PR #1721, opened 2026-08-07
feat: enhance contact search functionality with token-based name matc…

YasinduRC:
…hing

### Why

Contact names are now stored split into `first_name` / `last_name`. The existing search used a single `%keyword%` `LIKE` over each field plus a `first_name + ' ' + last_name` concat, which breaks once the name lives in two columns: `"smith john"` (reversed) and `"jo sm"` (partial across both) return nothing, and full-name matching relied on a concat that can't use an index.

### What changed

One file — `backend/src/main/java/com/skapp/community/crmplanner/repository/impl/CrmContactRepositoryImpl.java`. A new helper `buildContactNameTokenPredicate(...)` replaces the contact-name portion of the predicate on both search surfaces: `GET /v1/crm/contact/metrics` (list filter) and `GET /v1/crm/contact/lookup` (global search).

**Algorithm** — trim + lowercase the keyword, split on `\s+`; each token must match `token%` or `% token%` against **both** `first_name` and `last_name`; all tokens `AND`-ed.

| Query | Matches `John` / `Paul Smith`? | Why |
|---|---|---|
| `john smith` | ✅ | tokens span both fields |
| `smith john` | ✅ | order-insensitive |
| `smith` | ✅ | inner token of `Paul Smith` |
| `jo sm` | ✅ | prefix per token |
| `john xyz` | ❌ | AND — every token must match |
| `ann` vs `Susanna` | ❌ | prefix, not substring |

### Design decisions

- **Prefix per token, not substring** — typeahead-standard, keeps results tight, index-friendly.
- **Order-insensitive + AND** — users don't recall which name is first, but every token they typed should count.
- **`% token%` inner-token pattern** — makes compound names work (`"smith"` → `Paul Smith`); matches only at a token start, so no mid-word false positives.
- **No Java-side case/accent folding** — `crm_contact` inherits the DB's `utf8mb4` collation, so `LIKE` is already case- and accent-insensitive, same as every other name search in the module.
- **Non-name branches untouched** — owner-name and company-name matching keep the original `%keyword%` pattern, per the task's out-of-scope note.

Follows existing repo idiom: same `cb.like(cb.lower(...), pattern, '\\')` form, `StringUtils.escapeLikePattern`, `Locale.ROOT`, `build*Predicate` helper naming.

### Related work

- Name-split backend and frontend changes — done, in separate PRs.
- Table migration — done. Data migration ships in its own PR.

### Not included (deliberate)

- **Result ranking** (exact → first-name → last-name prefix) — `/metrics` sorts by won-deal value, `/lookup` alphabetically; changing that is a product-sort decision, not part of matching.
- **Punctuation folding** — `"obrien"` does not match `O'Brien`; the collation doesn't fold apostrophes. Easy follow-up if wanted.

### Testing

- Verified end-to-end with all parts combined — contact search behaves correctly.
- `CrmContactControllerIntegrationTest` — 62/62 pass, no regression.
### How to test

1.

### Project Checklist

  - [ ] Chrome
  - [ ] Firefox
  - [ ] Safari

#### Other

- [ ] New molecules added
- [ ] New pages(routes) added

### PR Checklist

### Additional Information
-

### DIFF
--- a/backend/src/main/java/com/skapp/community/crmplanner/repository/impl/CrmContactRepositoryImpl.java
+++ b/backend/src/main/java/com/skapp/community/crmplanner/repository/impl/CrmContactRepositoryImpl.java
@@ -18,6 +18,7 @@ import jakarta.persistence.EntityManager;
 import jakarta.persistence.TypedQuery;
 import jakarta.persistence.criteria.CriteriaBuilder;
 import jakarta.persistence.criteria.CriteriaQuery;
+import jakarta.persistence.criteria.Expression;
 import jakarta.persistence.criteria.Fetch;
 import jakarta.persistence.criteria.Join;
 import jakarta.persistence.criteria.JoinType;
@@ -84,7 +85,7 @@ public class CrmContactRepositoryImpl implements CrmContactRepository {
 		if (searchKeyword != null && !searchKeyword.isBlank()) {
 			String escaped = StringUtils.escapeLikePattern(searchKeyword.trim().toLowerCase(Locale.ROOT));
 			String likePattern = "%" + escaped + "%";
-			predicates.add(cb.or(cb.like(cb.lower(contact.get(CrmContact_.name)), likePattern, '\\'),
+			predicates.add(cb.or(buildContactNameTokenPredicate(cb, contact, searchKeyword),
 					cb.like(cb.lower(owner.get(Employee_.firstName)), likePattern, '\\'),
 					cb.like(cb.lower(owner.get(Employee_.lastName)), likePattern, '\\')));
 		}
@@ -95,6 +96,26 @@ public class CrmContactRepositoryImpl implements CrmContactRepository {
 		}
 
 		return predicates.toArray(new Predicate[0]);
+	}
+
+	private Predicate buildContactNameTokenPredicate(CriteriaBuilder cb, Root<CrmContact> contact,
+			String searchKeyword) {
+		Expression<String> firstName = cb.lower(contact.get(CrmContact_.firstName));
+		Expression<String> lastName = cb.lower(contact.get(CrmContact_.lastName));
+
+		String[] tokens = searchKeyword.trim().toLowerCase(Locale.ROOT).split("\\s+");
+
+		List<Predicate> tokenPredicates = new ArrayList<>();
+		for (String token : tokens) {
+			String escaped = StringUtils.escapeLikePattern(token);
+			String prefixPattern = escaped + "%";
+			String innerTokenPattern = "% " + escaped + "%";
+			tokenPredicates
+				.add(cb.or(cb.like(firstName, prefixPattern, '\\'), cb.like(firstName, innerTokenPattern, '\\'),
+						cb.like(lastName, prefixPattern, '\\'), cb.like(lastName, innerTokenPattern, '\\')));
+		}
+
+		return cb.and(tokenPredicates.toArray(new Predicate[0]));
 	}
 
 	private Long getContactTotalCount(CriteriaBuilder cb, CrmContactMetricRequestDto filterDto) {
@@ -150,7 +171,7 @@ public class CrmContactRepositoryImpl implements CrmContactRepository {
 		if (searchKeyword != null && !searchKeyword.isBlank()) {
 			String escaped = StringUtils.escapeLikePattern(searchKeyword.trim().toLowerCase(Locale.ROOT));
 			String likePattern = "%" + escaped + "%";
-			predicates.add(cb.or(cb.like(cb.lower(contact.get(CrmContact_.name)), likePattern, '\\'),
+			predicates.add(cb.or(buildContactNameTokenPredicate(cb, contact, searchKeyword),
 					cb.like(cb.lower(company.get(CrmCompany_.name)), likePattern, '\\')));
 		}
 
--- a/backend/src/main/java/com/skapp/community/crmplanner/repository/impl/CrmContactRepositoryImpl.java
+++ b/backend/src/main/java/com/skapp/community/crmplanner/repository/impl/CrmContactRepositoryImpl.java
@@ -20,6 +20,7 @@ import jakarta.persistence.criteria.CriteriaBuilder;
 import jakarta.persistence.criteria.CriteriaQuery;
 import jakarta.persistence.criteria.Expression;
 import jakarta.persistence.criteria.Fetch;
+import jakarta.persistence.criteria.From;
 import jakarta.persistence.criteria.Join;
 import jakarta.persistence.criteria.JoinType;
 import jakarta.persistence.criteria.Order;
@@ -56,7 +57,7 @@ public class CrmContactRepositoryImpl implements CrmContactRepository {
 				JoinType.LEFT);
 
 		query.where(buildPredicates(cb, contact, owner, company, filterDto));
-		query.orderBy(buildOrderBy(cb, contact, query));
+		query.orderBy(buildOrderBy(cb, contact, query, filterDto.getSearchKeyword()));
 
 		TypedQuery<CrmContact> typedQuery = entityManager.createQuery(query);
 		typedQuery.setFirstResult((int) pageable.getOffset());
@@ -65,7 +66,8 @@ public class CrmContactRepositoryImpl implements CrmContactRepository {
 		return new PageImpl<>(typedQuery.getResultList(), pageable, getContactTotalCount(cb, filterDto));
 	}
 
-	private List<Order> buildOrderBy(CriteriaBuilder cb, Root<CrmContact> contact, CriteriaQuery<CrmContact> query) {
+	private List<Order> buildOrderBy(CriteriaBuilder cb, Root<CrmContact> contact, CriteriaQuery<CrmContact> query,
+			String searchKeyword) {
 		Subquery<BigDecimal> dealValueSub = query.subquery(BigDecimal.class);
 		Root<CrmDeal> deal = dealValueSub.from(CrmDeal.class);
 		dealValueSub.select(cb.coalesce(cb.sum(deal.get(CrmDeal_.amount).cast(BigDecimal.class)), BigDecimal.ZERO))
@@ -73,7 +75,11 @@ public class CrmContactRepositoryImpl implements CrmContactRepository {
 					cb.equal(deal.get(CrmDeal_.stage).get(CrmDealStage_.stageType), CrmDealStageType.WON),
 					cb.isFalse(deal.get(CrmDeal_.isDeleted)));
 
-		return List.of(cb.desc(dealValueSub), cb.asc(contact.get(CrmContact_.id)));
+		List<Order> orders = new ArrayList<>(buildNameRelevanceOrders(cb, contact, searchKeyword));
+		orders.add(cb.desc(dealValueSub));
+		orders.add(cb.asc(contact.get(CrmContact_.id)));
+
+		return orders;
 	}
 
 	private Predicate[] buildPredicates(CriteriaBuilder cb, Root<CrmContact> contact, Join<CrmContact, Employee> owner,
@@ -85,7 +91,7 @@ public class CrmContactRepositoryImpl implements CrmContactRepository {
 		if (searchKeyword != null && !searchKeyword.isBlank()) {
 			String escaped = StringUtils.escapeLikePattern(searchKeyword.trim().toLowerCase(Locale.ROOT));
 			String likePattern = "%" + escaped + "%";
-			predicates.add(cb.or(buildContactNameTokenPredicate(cb, contact, searchKeyword),
+			predicates.add(cb.or(buildAllTokensMatchNamePredicate(cb, contact, searchKeyword),
 					cb.like(cb.lower(owner.get(Employee_.firstName)), likePattern, '\\'),
 					cb.like(cb.lower(owner.get(Employee_.lastName)), likePattern, '\\')));
 		}
@@ -98,15 +104,13 @@ public class CrmContactRepositoryImpl implements CrmContactRepository {
 		return predicates.toArray(new Predicate[0]);
 	}
 
-	private Predicate buildContactNameTokenPredicate(CriteriaBuilder cb, Root<CrmContact> contact,
+	private Predicate buildAllTokensMatchNamePredicate(CriteriaBuilder cb, From<?, CrmContact> contact,
 			String searchKeyword) {
 		Expression<String> firstName = cb.lower(contact.get(CrmContact_.firstName));
 		Expression<String> lastName = cb.lower(contact.get(CrmContact_.lastName));
 
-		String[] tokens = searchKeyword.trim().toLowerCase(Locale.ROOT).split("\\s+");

****************************************

Copy every line where the word "must" is present in the entries above.

**Algorithm** — trim + lowercase the keyword, split on `\s+`; each token must match `token%` or `% token%` against **both** `first_name` and `last_name`; all tokens `AND`-ed.
| `john xyz` | ❌ | AND — every token must match |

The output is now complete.